__DATA__
___
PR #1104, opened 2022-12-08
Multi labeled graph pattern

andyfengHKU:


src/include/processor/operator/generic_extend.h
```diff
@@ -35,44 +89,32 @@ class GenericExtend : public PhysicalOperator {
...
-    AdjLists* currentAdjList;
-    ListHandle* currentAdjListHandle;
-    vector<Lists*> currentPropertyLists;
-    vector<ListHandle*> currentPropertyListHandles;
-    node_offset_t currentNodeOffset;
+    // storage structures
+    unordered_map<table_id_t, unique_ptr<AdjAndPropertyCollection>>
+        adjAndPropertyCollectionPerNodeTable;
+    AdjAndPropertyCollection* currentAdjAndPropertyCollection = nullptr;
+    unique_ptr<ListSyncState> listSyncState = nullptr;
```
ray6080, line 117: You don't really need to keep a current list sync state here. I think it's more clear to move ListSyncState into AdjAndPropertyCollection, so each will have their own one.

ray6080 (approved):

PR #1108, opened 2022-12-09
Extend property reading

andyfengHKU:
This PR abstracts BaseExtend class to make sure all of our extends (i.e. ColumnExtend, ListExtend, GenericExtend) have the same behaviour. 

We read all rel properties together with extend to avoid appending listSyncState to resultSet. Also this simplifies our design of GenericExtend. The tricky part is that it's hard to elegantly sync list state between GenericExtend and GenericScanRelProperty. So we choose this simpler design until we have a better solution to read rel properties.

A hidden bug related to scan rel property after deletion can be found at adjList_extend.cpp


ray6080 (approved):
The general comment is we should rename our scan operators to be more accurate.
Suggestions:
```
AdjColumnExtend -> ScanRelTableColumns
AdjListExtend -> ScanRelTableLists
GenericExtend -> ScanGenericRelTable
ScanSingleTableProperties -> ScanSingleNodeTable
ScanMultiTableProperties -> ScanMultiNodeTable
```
___
__YOUR TASK__
Each line of the data must be copied exactly as it appears.

__ANSWER TO THE PROBLEM__
PR #1104, opened 2022-12-08
Multi labeled graph pattern

andyfengHKU:


src/include/processor/operator/generic_extend.h
```diff
@@ -35,44 +89,32 @@ class GenericExtend : public PhysicalOperator {
...
-    AdjLists* currentAdjList;
-    ListHandle* currentAdjListHandle;
-    vector<Lists*> currentPropertyLists;
-    vector<ListHandle*> currentPropertyListHandles;
-    node_offset_t currentNodeOffset;
+    // storage structures
+    unordered_map<table_id_t, unique_ptr<AdjAndPropertyCollection>>
+        adjAndPropertyCollectionPerNodeTable;
+    AdjAndPropertyCollection* currentAdjAndPropertyCollection = nullptr;
+    unique_ptr<ListSyncState> listSyncState = nullptr;
```
ray6080, line 117: You don't really need to keep a current list sync state here. I think it's more clear to move ListSyncState into AdjAndPropertyCollection, so each will have their own one.

ray6080 (approved):

PR #1108, opened 2022-12-09
Extend property reading

andyfengHKU:
This PR abstracts BaseExtend class to make sure all of our extends (i.e. ColumnExtend, ListExtend, GenericExtend) have the same behaviour. 

We read all rel properties together with extend to avoid appending listSyncState to resultSet. Also this simplifies our design of GenericExtend. The tricky part is that it's hard to elegantly sync list state between GenericExtend and GenericScanRelProperty. So we choose this simpler design until we have a better solution to read rel properties.

A hidden bug related to scan rel property after deletion can be found at adjList_extend.cpp


ray6080 (approved):
The general comment is we should rename our scan operators to be more accurate.
Suggestions:
```
AdjColumnExtend -> ScanRelTableColumns
AdjListExtend -> ScanRelTableLists
GenericExtend -> ScanGenericRelTable
ScanSingleTableProperties -> ScanSingleNodeTable
ScanMultiTableProperties -> ScanMultiNodeTable
```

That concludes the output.